Все шли на свет, я шёл на смерть. Все мечтали побыстрее повзрослеть, А я мечтал на этот поезд не успеть.
Каждый раз, когда он вот так просыпается, создается впечатление, будто по самую макушку погруженный в студеную, покрытую мелкими льдинками воду, утянутый на дно невесть чем, но явно чем-то многовековым и могущественным, может даже клыкастым, покрытым чешуей и щупальцами — чем-то, о чем в мифологиях есть легенды и сказания, заканчивающиеся апокалипсисом; и вот он, с таким всем сцепившийся и проигравший, наконец, всплывает, разменивая возможность спокойно скончаться на продолжительную жизнь: каждое его такое пробуждение — шумное, болезненное, явно нездоровое — маленький бой со смертью, в очередной раз выигранный, желает он того или нет. Баки садится на край кровати, спустив вниз подрагивающие спазмическими сокращениями ноги, упирает локти в колени и ждет; сидит, даже не дышит, чтобы еще больше шума не наделать. Не оборачивается, опасаясь столкнуться с ее обеспокоенным взглядом — взглядом той, что отчего-то готова ринуться за ним в самое адское пламя, если он решит туда прогуляться. Взгляд обреченной на всякое потому, что дорогой ей человек выбрал ту же учесть: но он выбирал, а она выбора была лишена. Не оборачивается. Ждет, пока тело перестанет колотить, и только потом встает, уходит в другую комнату, понимающий, что сможет лавировать между всякими тумбочками и столиками и не расшибет пальцы о дверные проемы; в любую комнату, но чем дальше, тем лучше. Чаще всего это кухня или ванная, потому что там есть кран и холодная вода, и возможность смыть с лица ощущение горячих вязких брызг — верных спутниц выстрела в голову. Он какое-то время просто стоит; за окном простирается ночь, горящие внизу фонари высвечивают кружащие в воздухе робкие снежинки — мелкие, колкие, злые. Стоит и думает, что он такой же — злой и колкий, только не мелкий — два попадания из трех. Еще, конечно, холодный — уж точно холодный в левой половине своего тела. Баки поднимает взгляд, всматривается в собственные глаза, отраженные в стекле: а слева не только рука, но еще и, по всем законам анатомии, сердце.Молодость моя, часть бессонных ночей, в которых я ничей. Если ты решил меня убить, мой друг, я умоляю, будь точней.

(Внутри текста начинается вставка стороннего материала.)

PR #494, opened 2026-08-06
Update PHPUnit guide

angelov:
| Q                | A
| ---------------- | ---
| Type             | Documentation 
| Fixes            | /
| BC break?        | no 
| Deprecation?     | no 
| New dependency?  | no 
| Docs updated?    | yes 
| License          | MIT

The `angelov/phpunit-php-vcr` package has been out for few years, and supports latest versions of PHPUnit, so I propose it's listed in the official guide.

### DIFF
--- a/docs/howto/use-with-phpunit.md
+++ b/docs/howto/use-with-phpunit.md
@@ -1,47 +1,61 @@
 # Use with PHPUnit
 
-> One-liner: call VCR manually per test — turn it on, insert a cassette, turn it off.
+> **One-liner:** use the [`angelov/phpunit-php-vcr`](https://github.com/angelov/phpunit-php-vcr) PHPUnit extension to automatically manage PHP-VCR and cassettes with the `#[UseCassette]` attribute.
 
-**On this page:** [Manual lifecycle](#manual-lifecycle)
+**On this page:** [Installation](#installation) · [Recording requests](#recording-requests)
 
-## Manual lifecycle
+## Installation
+
+Install the PHPUnit integration:
+
+```bash
+composer require --dev angelov/phpunit-php-vcr
+```
+
+Then register the extension in your `phpunit.xml`:
+
+```xml
+<extensions>
+    <bootstrap class="\Angelov\PHPUnitPHPVcr\Extension">
+        <parameter name="cassettesPath" value="tests/fixtures" />
+    </bootstrap>
+</extensions>
+```
+
+The extension automatically configures and manages PHP-VCR for your tests. Additional configuration options (record modes, storage, request matchers, library hooks, etc.) are available in the project's documentation.
+
+## Recording requests
+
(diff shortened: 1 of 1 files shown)


higidi (changes requested):
Thanks for the PR — and for keeping the extension maintained across PHPUnit 10 through 13. It belongs in this guide.

One thing I'd like to change about the shape: I'd rather **keep both paths on the page** instead of replacing the manual lifecycle. php-vcr supports PHP 8.0–8.5 and is tested against PHPUnit 9.5+, while `angelov/phpunit-php-vcr` v1.3 requires `php: ^8.2` and `php-vcr/php-vcr: ^1.6`, and the `<extensions><bootstrap>` element only exists from PHPUnit 10 on. As written, users on PHP 8.0/8.1 or PHPUnit 9 lose their only documented recipe.

Concretely:

- Keep `## Manual lifecycle` as the baseline, including `testThrowsWithoutACassette` — it documents the fail-loud behaviour when no cassette is inserted.
- Add the extension as a second section, e.g. `## With the PHPUnit extension`, with a one-line requirements note (PHP 8.2+, PHPUnit 10+).
- Keep the note about `php-vcr/phpunit-testlistener-vcr` — it explains why the old `@vcr` annotation no longer works, which readers still run into. Your new note can sit alongside it.
- Instead of "additional configuration options are available in the project's documentation", name them: `cassettesPath`, `storage`, `libraryHooks`, `requestMatchers`, `whitelistedPaths`, `blacklistedPaths`, `mode`. All optional, and it saves the reader a round-trip.

Two small things:

- The one-liner: every other page uses plain `> One-liner: …` without bold — please match that.
- The bare URL at the end of the note trips markdownlint `MD034/no-bare-urls`, which fails the Documentation CI job (reproduced locally with this repo's config). An inline link fixes it and matches the rest of `docs/`, which has no bare URLs today:

```markdown
> **📌 Note:** … see the [project README](https://github.com/angelov/phpunit-php-vcr) for the full documentation.
```

Finally, a bigger question, and the reason I deliberately left the old test-listener package unmaintained: I've been considering **bringing the PHPUnit integration into php-vcr itself**. Code-wise it isn't much, and having it in one place makes it far easier to maintain and to keep in sync with the library's own supported PHP/PHPUnit range. You've been carrying that integration for years — what do you think of that direction, and would you be interested in doing it here? Happy to open a dedicated issue and put it in a milestone if you're up for it. Either way this docs change can land on its own; it's not a precondition.

angelov:
Thank you for the feedback @higidi! I've updated the file to keep the existing flow explanation.

As for the other question, I see your point and I agree. The package itself doesn't really require much maintenance, so I am okay with any future direction - integrating it in this repo, or keeping it as a separate package (either as it is nowadays, or moved to the php-vcr org). Considering that other people have contributed to the extension, I wonder if we should do any specific steps or something regarding the license, if we choose to integrate it here?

Внизу бродит какой-то такой же, как и он, полуночник, может только гуляет, а не страдает кошмарами, раз за разом вынуждающими метаться загнанным в ловушку зверем и искать спасения от сковывающего ощущения, что пропал — и что пал. Баки улавливает силуэт, движение на фоне золотистой фонарной бляхи; улавливает и другое движение — ему даже не надо оборачиваться, чтобы заметить; чтобы почувствовать себя виноватым за ее вымученное и раннее пробуждение. Не поворачиваясь, склоняет голову, упираясь ладонями в кухонную тумбу; лопатки, точно остовы обрубленных крыльев, остро обозначаются на покрытой испариной коже; крыльев, которых он никогда не имел. — Прости. Она тянется к выключателю, хочет проложить меж ними дорожку света, развеяв густую темноту — ему самому удивительно и страшно, и мерзко от того, как он все эти мельчайшие звуки улавливает. Быстрый, сильный, с механизированной рукой; тело на пределе возможностей — уже даже не человеческих. А если не человек, то машина — практически передовая кофемолка, блендер новейшей модели. Свет она так и не включает. Подходит к нему со спины, пробирается тонкими теплыми руками, обхватывает его крепкое тело, прижимаясь щекой к напряженной спине — ластится, точно кошка; такие иногда встречаются на жестоких одиноких улицах — льнут к тебе, сколько бы мир не учил их, что нога может крепко ударить по ребрам. — За что? Хочется ответить, что за все, вместив в исчерпывающее словечко каждую червоточину и изъян, и то, что раз за разом обращает ее спокойную размеренную жизнь в череду испытаний на прочность — за то, что связано с ним одним; но единым словом просить прощения вообще за все — гадкое человеческое качество. Баки усмехается, той своей рукой, что чаще бывает теплой, накрывает ладошки, умостившиеся на его солнечном сплетении. — Я разбудил тебя. — Меня разбудил холод.Мы снова разобьемся, чтобы утром подлечиться — это шанс. Если ты решила бросить всё, бросай сейчас, тебе пора бежать.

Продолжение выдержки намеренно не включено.